= Zorka Velimirović =

Serbian translator

Zorka "Zora" Velimirović (Serbian Cyrillic: Зорка Велимировић; 1878 - 1941) is recognised as the first Serbian woman translator, who worked on translating the works of Russian-language writers to Serbian. She was also the first to translate a play from Russian to Serbian.

== Early life ==
Zorka Velimirović was born in 1878 in Čitluk, Serbia during the period that particular part of Serbia was still under Ottoman rule. Her father, a Serbian Orthodox priest in the parish of Pirot, was one of the co-founders of the Srpska kniževna zadruga (Serbian Literary Co-operative) and wrote several books and articles in the field of ethnography.
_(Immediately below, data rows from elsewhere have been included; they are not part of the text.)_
PR #498, opened 2023-10-30
BGDIINF_SB-2890 : fix coordinate search

pakb:
[Test link](https://sys-map.dev.bgdi.ch/preview/feat-bgdiinf_sb-2890-coordinate-search/index.html)

### DIFF
--- a/src/utils/coordinates/coordinateExtractors.js
+++ b/src/utils/coordinates/coordinateExtractors.js
@@ -1,20 +1,19 @@
-import { WEBMERCATOR, WGS84 } from '@/utils/coordinates/coordinateSystems'
+import { WGS84 } from '@/utils/coordinates/coordinateSystems'
 import { reprojectUnknownSrsCoordsToWGS84 } from '@/utils/coordinates/coordinateUtils'
 import { toPoint as mgrsToWGS84 } from '@/utils/militaryGridProjection'
-import { round } from '@/utils/numberUtils'
 import proj4 from 'proj4'
 
 // 47.5 7.5
 const REGEX_WEB_MERCATOR = /^\s*([\d]{1,3}[.\d]+)\s*[ ,/]+\s*([\d]{1,3}[.\d]+)\s*$/i
 // 47°31.8' 7°31.8'
 const REGEX_MERCATOR_WITH_DEGREES =
-    /^\s*([\d]{1,3})[° ]+([\d]+[.,]?[\d]*)[']?\s*[,/]?\s*([\d]{1,3})[° ]+([\d.,]+)[']?\s*$/i
+    /^\s*([\d]{1,3})[° ]+([\d]+[.,]?[\d]*)['′]?\s*[,/]?\s*([\d]{1,3})[° ]+([\d.,]+)['′]?\s*$/i
 // 47°38'48'' 7°38'48'' or 47°38'48" 7°38'48"
 const REGEX_MERCATOR_WITH_DEGREES_MINUTES =
-    /^\s*([\d]{1,3})[° ]+([\d]{1,2})[' ]+([\d.]+)['"]{0,2}\s*[,/]?\s*([\d]{1,3})[° ]+([\d.]+)[' ]+([\d.]+)['"]{0,2}\s*$/i
+    /^\s*([\d]{1,3})[° ]+([\d]{1,2})[' ]+([\d.]+)['′"″]{0,2}\s*[,/]?\s*([\d]{1,3})[° ]+([\d.]+)['′ ]+([\d.]+)['′"″]{0,2}\s*$/i
 // 47°38'48''N 7°38'48''E or 47°38'48"N 7°38'48"E
 const REGEX_MERCATOR_WITH_DEGREES_MINUTES_AND_CARDINAL_POINT =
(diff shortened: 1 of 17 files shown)


src/utils/coordinates/coordinateExtractors.js
```diff
@@ -40,20 +39,20 @@ const webmercatorExtractor = (regexMatches) => {
     }
     let lon, lat
     if (regexMatches.length === 5) {
-        // 4 matches + global match, i.e. : (47)°(5.123)', (8)°(4.154)' (we inverse lat/lon to lon/lat in the process)
-        lon = Number(regexMatches[3]) + Number(regexMatches[4]) / 60.0
-        lat = Number(regexMatches[1]) + Number(regexMatches[2]) / 60.0
+        // 4 matches + global match, i.e. : (47)°(5.123)', (8)°(4.154)'
+        lon = Number(regexMatches[1]) + Number(regexMatches[2]) / 60.0
+        lat = Number(regexMatches[3]) + Number(regexMatches[4]) / 60.0
```
ltshb, line 44: For now it is ok but those extractors are not a good way as they are very dependent on the regex. I propose to rework this in a later PR to have the regex together with the extractor, this would make the code much easier to understand/read and less error prone

src/utils/coordinates/coordinateExtractors.js
```diff
@@ -40,20 +39,20 @@ const webmercatorExtractor = (regexMatches) => {
...
     }
     if (regexMatches.length === 7) {
-        // 6 matches + global match, i.e. : (47)°(5)'(41.61)", (8)°(4)'(6.32)" (we inverse lat/lon to lon/lat in the process)
+        // 6 matches + global match, i.e. : (47)°(5)'(41.61)", (8)°(4)'(6.32)"
```
ltshb, line 47: Why removing the inverse of lat/lon here ? Would be good to document it in the commit message 😉

src/utils/coordinates/coordinateUtils.js
```diff
@@ -11,13 +14,13 @@ import { LV03, LV95, WEBMERCATOR, WGS84 } from './coordinateSystems'
...
  * @param x {Number} X part of the coordinate (Easting/Longitude)
  * @param y {Number} Y part of the coordinate (Northing/Latitude)
- * @returns {Number[]} Re-projected coordinate as [lat, lon], or undefined if the input was not
+ * @returns {Number[]} Re-projected coordinate as [lon, lat], or undefined if the input was not
  *   convertible to WebMercator
  */
 export const reprojectUnknownSrsCoordsToWGS84 = (x, y) => {
-    if (LV95.getBoundsAs(WEBMERCATOR)?.isInBounds(x, y)) {
+    // guessing if this is already WGS84, or Mercator or a Swiss projection (if so, we need to reproject it to WGS84)
+    if (LV95BoundsAsWebMercator.isInBounds(x, y)) {
```
ltshb, line 22: In this function why checking backward ? I think it would make our life easier if we only support normal axis order and not try to guess wrong axis order.

tests/e2e-cypress/integration/search/coordinates-search.cy.js
```diff
@@ -15,35 +21,49 @@ describe('Testing coordinates typing in search bar', { testIsolation: false }, (
...
     })
-    // using the same values as coordinateUtils.spec.js (in Unit cypress)
-    const coordEpsg3857 = [773900, 5976445]
-    const WGS84 = [47.2101583, 6.952062]
-    const LV95 = [2563138.69, 1228917.22]
-    const LV03 = [563138.65, 228917.28]
+    const expectedCenter = DEFAULT_PROJECTION.bounds.center.map((value) => value - 1000)
+    const expectedCenterLV95 = proj4(DEFAULT_PROJECTION.epsg, LV03.epsg, expectedCenter).map(
+        LV03.roundCoordinateValue
+    )
```
ltshb, line 32: Should it not be 
```javascript
const expectedCenterLV95 = proj4(DEFAULT_PROJECTION.epsg, LV95.epsg, expectedCenter).map(
        LV95.roundCoordinateValue
    )
```

src/utils/coordinates/coordinateUtils.js
pakb: That's because of the issue with `CRS:84` and `WGS:84`, some maps function with a lat/lon pairing, and others with lon/lat, and you can't be sure it will be either one of them you receive.

For LV95 and LV03 backward checking, it is to mimic what was done in `mf-geoadmin3` and help automatically correct users' mistake with X/Y

src/utils/coordinates/coordinateExtractors.js
pakb: As we now not know the target projection (or default projection) I thought it would make sense to always return coordinate as `[x, y]` (meaning `[lon, lat]`) instead of doing some specifics for WGS84 and return `[lat, lon]` because that's how some of our frameworks want that. I prefer that we invert this coordinates when they need to be (for OpenLayers for instance) but store them as X, Y, much more logical

src/utils/coordinates/coordinateExtractors.js
pakb: I think this part of the app should be reworked too, yes.
It might have been one of the first thing I did while working on the project, and it pains my eyes to see some of my code from 4 years ago 🙈

pakb: I've created a ticket to do that, after we've merged our work branch on `develop` https://jira.swisstopo.ch/browse/BGDIINF_SB-3165

ltshb (approved):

Her mother, Jelena was a housewife with eleven children (one of them died early), including Zorka, who was the second eldest. The children all grew up in the town and attended the Pirot Gymnasium before pursuing her education at a Teachers College. She worked in Pirot briefly as a school matron. Her sister was the sculptor, Vukosava Velimirović.

== Career ==
Velimirović began her first translation whilst at school, working on Tolstoy's Anna Karenina. She went on to study Russian literature which enabled her to work on her extensive body of translations of writers such as Gorky, Dostojevsky, Turgenev, Chekov, amongst others. She is recognised as the first Serbian woman to work as a translator. Her translation of Uncle Vanya is the earliest recorded translation of play from Russian to Serbian. According the Zoran Božović, her translations are praised for their "great accuracy".